Researchers from the US, Canada, and Australia have developed a screening tool that can determine asthma risk levels among pediatric patients as young as 3 years old.

A study published in JAMA Network Open concluded that a newly developed symptom-based screening tool could detect asthma risk levels among pediatric patients as well as persistent wheezing symptoms and healthcare burden.

Although there have been various improvements in asthma treatment, many current tools such as the modified asthma predictive index (mAPI) consist of invasive tests that can lower their applicability.

To combat this issue, a group of researchers gathered participants from the CHILD Study (Jan., 1, 2008, to Dec. 31, 2012), the Raine Study (Jan. 1, 1989, to Dec. 31, 2012), and the Canadian Asthma Primary Prevention Study, or CAPPS (Jan. 1, 1989, to Dec. 31, 1995) to participate in a diagnostic study.

They created the CHILDhood Asthma Risk Tool (CHART) to identify the asthma indications in patients who are 3 years old, such as the timing and number of wheeze or cough episodes, and use of inhaled corticosteroids, to identify children with asthma or ongoing symptoms at 5 years old.

Researchers used data from a total of 2,511 children for the study, 2,354 (93.7 percent) of whom had outcome data that was available at 5 years old.

When applied in the CHILD Study, among those who were 3 years old, CHART outperformed physician assessments as well as the mAPI at predicting wheeze, asthma diagnosis, and healthcare use.

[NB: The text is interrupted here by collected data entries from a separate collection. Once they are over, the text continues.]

PR #439, opened 2015-09-10
(1 of 4) Added db-level api methods to create, delete locks/lock-holders

asadoughi:
JIRA:NCP-1620

See #437 #438 first.


mpath:
Can we not name it around "Locks"? That implies database or thread locking, would "contract" or "claim" be more appropriate?

asadoughi:
I've rebased the PR to show the actual diff. The naming was already merged in PR #438.

Cerberus98:
:+1:

PR #440, opened 2015-09-14
(2 of 4) IPAM: do not reallocate locked IPs

asadoughi:


quark/ipam.py
```diff
@@ -367,6 +367,7 @@ def attempt_to_reallocate_ip(self, context, net_id, port_id, reuse_after,
             "network_id": net_id,
             "deallocated": True,
             "version": version,
+            "lock_id": None,
```
Cerberus98: We'll probably want to do redo our indexes to include lock_id

Cerberus98:
:+1:

PR #442, opened 2015-09-16
Move to SQLAlchemy 1.0.8 and drop our hack

Cerberus98:
Re-pins SQLAlchemy at 1.0.8 in requirements.txt, which allows us to
remove our hack we were maintaining before the same change merged
upstream. Removing code! Huzzah!


Cerberus98:
Github weirdly merged these into the same PR

asadoughi:
This needs to be separated into 2 PRs.

Cerberus98:
Cranky today, huh

PR #448, opened 2015-09-24
Updates alembic to 0.8.2 to match neutron

Cerberus98:


Cerberus98:
Needed to un-hose our neutron merge ply job

asadoughi:
:+1: pending tests

PR #55, opened 2018-01-02
Fetch data from graphql endpoint

benweatherman:
live-preview

### DIFF
--- a/src/components/modules/Hours.js
+++ b/src/components/modules/Hours.js
@@ -22,8 +22,8 @@ class Hours extends Component {
           {
             hours.map((hour, index) =>
               <tr key={index}>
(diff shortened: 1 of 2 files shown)


benweatherman:
I'll go ahead and merge this just so we can get the graphql train rolling.

Did you have thoughts on where the query files might live? I've seen lots of variation. I kinda like having a `queries` directory at the same level as `components` or `pages` but might also be good to keep it closer to the thing that uses the query until we get more uses.

mateoclarke:
no strong opinions. same level as components or pages works for me

benweatherman:
Updated in cityofaustin/janis#72

PR #72, opened 2018-01-05
Update graphql usage

benweatherman:
- switch to navigating via slugs instead of IDs
- change `/services` to use graphql
- moved queries into own files to make the JS easier to read
- updated single page query to pass in variables
- API naming is changing slightly to make it more like other graphql APIs

Look! It works!
wonks

### DIFF
--- a/src/App.js
+++ b/src/App.js
@@ -34,7 +34,7 @@ class App extends Component {
             <Route exact path="/" component={HomePage} />
             <Route exact path="/services" component={ServicesIndex} />
             <Route exact path="/search" component={SearchPage} />
-            <Route path="/service/:id" component={Service} />
+            <Route path="/service/:slug" component={Service} />
           </section>
           <Footer />
         </div>
--- a/src/pages/Service.js
+++ b/src/pages/Service.js
@@ -74,7 +74,7 @@ class Service extends Component {
     const steps = get(data, "content", null);
     const contentItems = get(data, "extraContent", null);
     const contacts = get(data, "contacts.edges", []).map((n) => this.cleanContact(n.node.contact));
-    const relatedlinks = get(jsonFileData, "servicesRelated", null);
+    const relatedlinks = get(data, "related", null);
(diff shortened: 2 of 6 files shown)


src/App.js
```diff
@@ -34,7 +34,7 @@ class App extends Component {
             <Route exact path="/" component={HomePage} />
             <Route exact path="/services" component={ServicesIndex} />
             <Route exact path="/search" component={SearchPage} />
-            <Route path="/service/:id" component={Service} />
+            <Route path="/service/:slug" component={Service} />
```
mateoclarke: 🐌

src/pages/Service.js
```diff
@@ -9,6 +9,7 @@ import RelatedLinks from 'components/layout/RelatedLinks';
 import FormFeedback from 'components/layout/FormFeedback';
 import Service311 from 'components/layout/Service311';
 import WYSIWYG from 'components/modules/WYSIWYG';
+import servicePageQuery from 'queries/servicePageQuery';
```
mateoclarke: thanks for moving this into a queries folder. very tidy 💅

src/pages/Services.js
```diff
@@ -19,9 +20,11 @@ class ServicesIndex extends Component {
 
   componentDidMount() {
     axios
-      .get(`${process.env.REACT_APP_CMS_ENDPOINT}/pages/?type=base.ServicePage`)
+      .post(`${process.env.REACT_APP_CMS_ENDPOINT}/graphql/`, {
+        query: allServicePagesQuery,
+      })
       .then(res => {
-        this.setState({ data: res.data })
+        this.setState({ data: res.data.data.allServicePages })
```
mateoclarke: is `data.data` code smell? 🧀

benweatherman: ugh, it's terrible. `axios` uses `.data` as "the data that's returned in the response" and graphql's default thing is to return a `data` key. I could do more destructuring somewhere else but we're kinda stuck with `.data.data` somehow.

PR #74, opened 2018-01-05
React Intl

mateoclarke:
Adds integration of React-Intl with React-Router v4. `react-intl` acts as a store holding onto language state. We could use other conveniences it provides around referencing language libraries (static files with translations), formatting for numbers/currency, and pluralization. 

Right now, when the user clicks on the Language select, we reroute their url path, fetch new data nd update components.

jan-09-2018 01-54-50


src/js/components/LanguageWrapper.js
```diff
@@ -0,0 +1,82 @@
...
+
+import SUPPORTED_LANGUAGES from 'js/constants/languages'
+
+class LanguageWrapper extends Component {
+  constructor(props) {
+    super(props)
+    this.state = {
+      lang: this.setLanguage()
+    }
+    this.daysUntilCookieExpires = 7
```
benweatherman: It seems like we'd want to keep it around 4eva

src/js/pages/Service.js
```diff
@@ -58,6 +52,9 @@ class Service extends Component {
     }
 
     axios
+      .create({
+        headers: {'Accept-Language': lang }
```
benweatherman: Your end `}` has a space before it but not after the leading `{`

I'm sorry to even point this out, but I saw it so...

src/js/pages/Services.js
```diff
@@ -20,6 +20,9 @@ class Services extends Component {
 
   componentDidMount() {
     axios
+      .create({
+        headers: {'Accept-Language': this.props.lang }
```
benweatherman: This has that unbalanced close `}` thingy

src/js/page_sections/I18nBanner.js
```diff
@@ -1,50 +1,34 @@
...
-    this.visibleLanguageOptions = languages.slice(0, this.displayedLanguageAmount);
-    this.secondaryLanguageOptions = languages.slice(this.displayedLanguageAmount, languages.length);
+    this.visibleLanguageOptions = SUPPORTED_LANGUAGES.slice(0, this.displayedLanguageAmount);
+    this.secondaryLanguageOptions = SUPPORTED_LANGUAGES.slice(this.displayedLanguageAmount, SUPPORTED_LANGUAGES.length);
+    console.log(this.getPathname())
+  }
+
+  getPathname = () => {
+    let pathArray = this.props.location.pathname.split('/').filter(n => n)
+    if (SUPPORTED_LANGUAGES.map(lang => lang.code).includes(pathArray[0])){
```
benweatherman: How would you feel about pre-calculating `SUPPORTED_LANG_CODES` inside of `constants.js`. It would save the recalculation in other places, like https://github.com/cityofaustin/janis/pull/74/files#diff-05c601d58da6bea7d129c7ef04b9e2feR33

src/js/pages/Service.js
mateoclarke: stop trying to crush my individuality

src/js/page_sections/I18nBanner.js
mateoclarke: i like it!

src/js/pages/Service.js
benweatherman: Enjoy yourself spidey!

image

When externally validated in the Raine Study, CHART had a similar predictive performance regarding persistent wheezing among children who were 5 years old. In the CAPPS study, the tool displayed similar performance in predicting wheezing at 7 years old.

Based on this data, researchers concluded that the CHART tool displayed the ability to identify asthma risk among children as young as 3 years old.

"CHART could be easily incorporated as a routine screening tool in primary care to identify children who need monitoring, timely symptom control, and introduction of preventive therapies," they wrote.

There have been several recent efforts focused on applying predictive analytics to enhance care practices.

For example, in September, Mayo Clinic created an artificial intelligence model that used patient data from the start of labor, the most recent clinical assessment, and cumulative labor progress from admission to determine labor risk predictions, leading to improved clinical decision-making.

In October, Penn State researchers announced that they plan to use a grant from the National Science Foundation to create artificial intelligence and machine-learning algorithms that will analyze longitudinal data to perform health risk predictions.

Further, a study published in June described clinical risk prediction models for sepsis, delirium, and acute kidney injury. According to researchers, these models achieved high performance when implemented into live clinical workflows.